* [Directions]
The records below hold a stretch from the line with "tchaikov: if the" through the line with "tchaikov: could just"; return exactly those lines, ends included, and nothing more.

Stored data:
____

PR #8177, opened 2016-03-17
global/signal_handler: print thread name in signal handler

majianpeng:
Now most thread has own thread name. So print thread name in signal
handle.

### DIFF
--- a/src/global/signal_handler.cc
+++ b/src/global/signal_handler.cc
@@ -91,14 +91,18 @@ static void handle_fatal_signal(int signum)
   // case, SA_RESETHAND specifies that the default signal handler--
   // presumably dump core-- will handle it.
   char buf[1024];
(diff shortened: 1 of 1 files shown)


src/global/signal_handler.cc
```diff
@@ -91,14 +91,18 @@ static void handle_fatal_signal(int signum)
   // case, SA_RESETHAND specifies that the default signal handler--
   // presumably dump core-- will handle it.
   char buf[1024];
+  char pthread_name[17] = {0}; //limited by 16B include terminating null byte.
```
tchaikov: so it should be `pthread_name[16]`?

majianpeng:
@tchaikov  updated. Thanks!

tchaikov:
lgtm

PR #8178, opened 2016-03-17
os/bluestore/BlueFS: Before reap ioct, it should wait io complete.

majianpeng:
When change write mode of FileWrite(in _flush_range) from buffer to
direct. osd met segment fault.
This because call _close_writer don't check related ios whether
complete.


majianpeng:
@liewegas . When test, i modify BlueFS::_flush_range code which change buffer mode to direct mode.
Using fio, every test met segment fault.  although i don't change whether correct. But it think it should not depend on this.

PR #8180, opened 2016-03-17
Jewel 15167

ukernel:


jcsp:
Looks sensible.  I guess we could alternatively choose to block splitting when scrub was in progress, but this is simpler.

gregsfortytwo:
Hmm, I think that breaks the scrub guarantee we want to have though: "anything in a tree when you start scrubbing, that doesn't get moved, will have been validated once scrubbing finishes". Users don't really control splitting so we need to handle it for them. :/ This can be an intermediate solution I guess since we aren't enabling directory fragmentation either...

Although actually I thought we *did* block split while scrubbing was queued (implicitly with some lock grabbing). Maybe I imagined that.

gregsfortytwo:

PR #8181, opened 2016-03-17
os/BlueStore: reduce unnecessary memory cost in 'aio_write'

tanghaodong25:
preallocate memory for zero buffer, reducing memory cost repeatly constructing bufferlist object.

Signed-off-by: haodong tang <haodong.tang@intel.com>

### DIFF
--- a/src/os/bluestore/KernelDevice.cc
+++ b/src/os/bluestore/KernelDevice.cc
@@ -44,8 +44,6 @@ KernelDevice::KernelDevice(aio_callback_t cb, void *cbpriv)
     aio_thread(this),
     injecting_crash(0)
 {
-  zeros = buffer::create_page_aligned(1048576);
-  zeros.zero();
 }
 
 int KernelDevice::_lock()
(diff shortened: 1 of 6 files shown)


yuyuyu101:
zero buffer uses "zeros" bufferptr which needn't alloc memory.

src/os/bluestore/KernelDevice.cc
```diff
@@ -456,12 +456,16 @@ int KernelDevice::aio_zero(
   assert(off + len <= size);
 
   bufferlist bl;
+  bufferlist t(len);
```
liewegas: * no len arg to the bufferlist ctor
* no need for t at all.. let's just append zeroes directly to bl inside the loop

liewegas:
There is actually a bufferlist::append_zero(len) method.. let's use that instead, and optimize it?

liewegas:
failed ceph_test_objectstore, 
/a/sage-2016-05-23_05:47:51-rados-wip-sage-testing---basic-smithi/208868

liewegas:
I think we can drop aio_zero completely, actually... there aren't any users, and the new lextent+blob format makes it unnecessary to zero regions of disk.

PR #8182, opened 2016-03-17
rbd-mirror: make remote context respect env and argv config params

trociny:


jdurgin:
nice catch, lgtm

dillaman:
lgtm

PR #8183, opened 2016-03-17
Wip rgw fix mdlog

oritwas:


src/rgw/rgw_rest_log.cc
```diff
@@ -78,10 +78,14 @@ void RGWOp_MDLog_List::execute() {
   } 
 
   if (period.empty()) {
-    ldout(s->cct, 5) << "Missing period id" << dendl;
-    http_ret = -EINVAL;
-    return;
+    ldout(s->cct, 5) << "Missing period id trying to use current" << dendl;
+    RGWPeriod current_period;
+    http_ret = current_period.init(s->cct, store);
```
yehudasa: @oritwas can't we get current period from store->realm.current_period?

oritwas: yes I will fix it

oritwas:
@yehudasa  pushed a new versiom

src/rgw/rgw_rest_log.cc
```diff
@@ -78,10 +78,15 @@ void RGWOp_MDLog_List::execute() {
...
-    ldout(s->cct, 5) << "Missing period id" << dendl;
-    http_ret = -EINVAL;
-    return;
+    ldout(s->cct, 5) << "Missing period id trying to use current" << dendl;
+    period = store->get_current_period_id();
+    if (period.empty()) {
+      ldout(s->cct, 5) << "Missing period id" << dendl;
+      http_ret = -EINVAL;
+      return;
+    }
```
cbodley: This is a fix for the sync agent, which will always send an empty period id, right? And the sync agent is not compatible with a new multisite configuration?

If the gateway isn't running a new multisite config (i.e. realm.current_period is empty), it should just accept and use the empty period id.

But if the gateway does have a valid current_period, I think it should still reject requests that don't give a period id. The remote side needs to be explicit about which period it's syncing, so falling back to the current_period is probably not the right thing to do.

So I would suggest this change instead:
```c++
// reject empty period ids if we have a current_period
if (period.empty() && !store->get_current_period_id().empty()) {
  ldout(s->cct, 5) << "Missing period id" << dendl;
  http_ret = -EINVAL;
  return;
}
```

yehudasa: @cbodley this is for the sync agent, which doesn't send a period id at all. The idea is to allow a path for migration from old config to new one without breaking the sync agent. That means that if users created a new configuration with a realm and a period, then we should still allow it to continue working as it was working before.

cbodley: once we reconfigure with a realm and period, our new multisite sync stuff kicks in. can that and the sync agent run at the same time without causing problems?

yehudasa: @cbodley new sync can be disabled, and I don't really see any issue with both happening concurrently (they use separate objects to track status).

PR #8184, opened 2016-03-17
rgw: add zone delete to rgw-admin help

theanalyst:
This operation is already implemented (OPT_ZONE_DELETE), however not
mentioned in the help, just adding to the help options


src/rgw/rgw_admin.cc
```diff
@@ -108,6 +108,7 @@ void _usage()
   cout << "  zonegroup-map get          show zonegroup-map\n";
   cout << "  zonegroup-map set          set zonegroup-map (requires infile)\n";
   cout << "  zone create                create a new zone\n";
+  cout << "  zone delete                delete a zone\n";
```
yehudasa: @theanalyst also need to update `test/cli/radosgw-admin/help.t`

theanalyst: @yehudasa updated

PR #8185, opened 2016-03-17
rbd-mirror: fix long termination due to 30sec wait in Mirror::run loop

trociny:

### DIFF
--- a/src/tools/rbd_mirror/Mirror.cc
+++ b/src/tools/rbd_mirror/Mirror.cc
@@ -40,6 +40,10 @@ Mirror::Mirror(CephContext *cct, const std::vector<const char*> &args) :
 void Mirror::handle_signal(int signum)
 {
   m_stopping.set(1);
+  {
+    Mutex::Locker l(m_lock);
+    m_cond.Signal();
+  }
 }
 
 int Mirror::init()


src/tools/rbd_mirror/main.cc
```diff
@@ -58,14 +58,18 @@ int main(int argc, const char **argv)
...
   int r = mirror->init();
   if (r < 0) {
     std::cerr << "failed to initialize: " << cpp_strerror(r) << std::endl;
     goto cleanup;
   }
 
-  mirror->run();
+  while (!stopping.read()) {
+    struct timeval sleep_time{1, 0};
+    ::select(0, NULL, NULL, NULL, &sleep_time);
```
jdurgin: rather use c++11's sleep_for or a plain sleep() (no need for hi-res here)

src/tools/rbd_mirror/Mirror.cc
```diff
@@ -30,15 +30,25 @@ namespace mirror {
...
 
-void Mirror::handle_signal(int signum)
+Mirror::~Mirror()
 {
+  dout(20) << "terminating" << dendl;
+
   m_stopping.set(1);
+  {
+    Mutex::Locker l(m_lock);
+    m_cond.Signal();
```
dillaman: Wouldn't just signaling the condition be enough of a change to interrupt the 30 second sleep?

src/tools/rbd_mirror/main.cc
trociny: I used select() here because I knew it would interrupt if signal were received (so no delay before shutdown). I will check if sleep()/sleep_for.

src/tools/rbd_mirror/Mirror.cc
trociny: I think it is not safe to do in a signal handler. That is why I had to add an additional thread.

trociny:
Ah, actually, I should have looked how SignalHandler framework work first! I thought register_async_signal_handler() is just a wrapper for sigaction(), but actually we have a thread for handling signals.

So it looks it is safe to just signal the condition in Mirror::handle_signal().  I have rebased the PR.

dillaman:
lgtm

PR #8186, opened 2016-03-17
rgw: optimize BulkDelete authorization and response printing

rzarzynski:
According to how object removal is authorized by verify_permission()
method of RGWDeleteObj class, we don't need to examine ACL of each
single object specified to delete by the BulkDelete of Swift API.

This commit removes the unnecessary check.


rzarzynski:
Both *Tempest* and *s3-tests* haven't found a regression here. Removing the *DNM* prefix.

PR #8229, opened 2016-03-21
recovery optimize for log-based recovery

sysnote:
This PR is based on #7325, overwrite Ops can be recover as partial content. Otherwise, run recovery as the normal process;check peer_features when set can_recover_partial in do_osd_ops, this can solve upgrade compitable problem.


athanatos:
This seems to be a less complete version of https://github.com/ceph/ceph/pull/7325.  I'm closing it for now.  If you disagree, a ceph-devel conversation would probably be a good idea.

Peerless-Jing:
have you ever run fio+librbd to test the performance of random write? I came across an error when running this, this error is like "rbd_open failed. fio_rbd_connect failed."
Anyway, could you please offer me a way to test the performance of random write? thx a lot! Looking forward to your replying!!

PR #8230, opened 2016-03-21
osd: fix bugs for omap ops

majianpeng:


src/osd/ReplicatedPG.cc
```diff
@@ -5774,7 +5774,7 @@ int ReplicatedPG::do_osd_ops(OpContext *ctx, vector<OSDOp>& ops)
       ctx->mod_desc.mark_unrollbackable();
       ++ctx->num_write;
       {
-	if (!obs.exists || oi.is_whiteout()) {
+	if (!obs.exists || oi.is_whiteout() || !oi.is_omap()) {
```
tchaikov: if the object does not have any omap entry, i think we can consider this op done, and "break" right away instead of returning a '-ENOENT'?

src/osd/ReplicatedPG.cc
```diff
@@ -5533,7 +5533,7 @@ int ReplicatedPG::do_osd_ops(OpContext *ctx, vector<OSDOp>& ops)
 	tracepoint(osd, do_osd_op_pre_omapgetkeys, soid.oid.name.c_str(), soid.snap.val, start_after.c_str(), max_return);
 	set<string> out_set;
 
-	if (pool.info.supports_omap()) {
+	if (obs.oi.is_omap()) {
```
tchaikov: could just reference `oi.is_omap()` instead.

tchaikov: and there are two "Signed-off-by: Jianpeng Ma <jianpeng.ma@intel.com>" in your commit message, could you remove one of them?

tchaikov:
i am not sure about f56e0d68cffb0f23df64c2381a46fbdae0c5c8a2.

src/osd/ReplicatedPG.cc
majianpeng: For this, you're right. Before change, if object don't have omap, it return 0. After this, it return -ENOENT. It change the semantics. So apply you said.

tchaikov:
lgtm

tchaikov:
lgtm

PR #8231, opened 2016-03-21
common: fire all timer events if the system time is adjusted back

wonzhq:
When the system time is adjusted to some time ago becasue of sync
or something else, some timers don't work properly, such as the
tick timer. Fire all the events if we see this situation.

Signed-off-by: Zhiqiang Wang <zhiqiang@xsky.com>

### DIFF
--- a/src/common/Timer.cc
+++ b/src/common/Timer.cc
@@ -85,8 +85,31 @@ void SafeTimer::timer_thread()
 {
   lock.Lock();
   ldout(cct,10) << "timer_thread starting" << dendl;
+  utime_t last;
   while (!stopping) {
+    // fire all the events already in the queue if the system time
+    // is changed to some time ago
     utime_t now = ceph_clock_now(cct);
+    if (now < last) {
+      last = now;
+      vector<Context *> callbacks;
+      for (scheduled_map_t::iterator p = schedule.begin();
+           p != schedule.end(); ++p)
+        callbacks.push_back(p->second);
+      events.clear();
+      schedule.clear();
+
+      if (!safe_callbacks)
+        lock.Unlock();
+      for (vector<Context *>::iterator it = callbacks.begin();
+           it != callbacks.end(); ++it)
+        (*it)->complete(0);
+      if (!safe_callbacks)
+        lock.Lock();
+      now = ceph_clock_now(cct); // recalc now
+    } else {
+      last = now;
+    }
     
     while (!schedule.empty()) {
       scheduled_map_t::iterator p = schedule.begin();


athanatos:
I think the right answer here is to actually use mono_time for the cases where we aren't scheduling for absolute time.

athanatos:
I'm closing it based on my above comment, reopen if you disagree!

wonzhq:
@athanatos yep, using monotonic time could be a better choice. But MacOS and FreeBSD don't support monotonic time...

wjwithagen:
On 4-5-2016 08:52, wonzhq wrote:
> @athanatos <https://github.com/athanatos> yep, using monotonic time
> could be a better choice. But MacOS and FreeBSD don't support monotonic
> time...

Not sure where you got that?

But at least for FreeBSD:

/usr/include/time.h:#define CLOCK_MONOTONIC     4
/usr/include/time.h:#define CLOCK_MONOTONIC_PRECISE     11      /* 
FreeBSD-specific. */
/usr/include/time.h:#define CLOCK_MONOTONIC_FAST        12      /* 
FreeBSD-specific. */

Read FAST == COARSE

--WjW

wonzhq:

____

* [Task answer]
tchaikov: if the object does not have any omap entry, i think we can consider this op done, and "break" right away instead of returning a '-ENOENT'?

src/osd/ReplicatedPG.cc
```diff
@@ -5533,7 +5533,7 @@ int ReplicatedPG::do_osd_ops(OpContext *ctx, vector<OSDOp>& ops)
 	tracepoint(osd, do_osd_op_pre_omapgetkeys, soid.oid.name.c_str(), soid.snap.val, start_after.c_str(), max_return);
 	set<string> out_set;
 
-	if (pool.info.supports_omap()) {
+	if (obs.oi.is_omap()) {
```
tchaikov: could just reference `oi.is_omap()` instead.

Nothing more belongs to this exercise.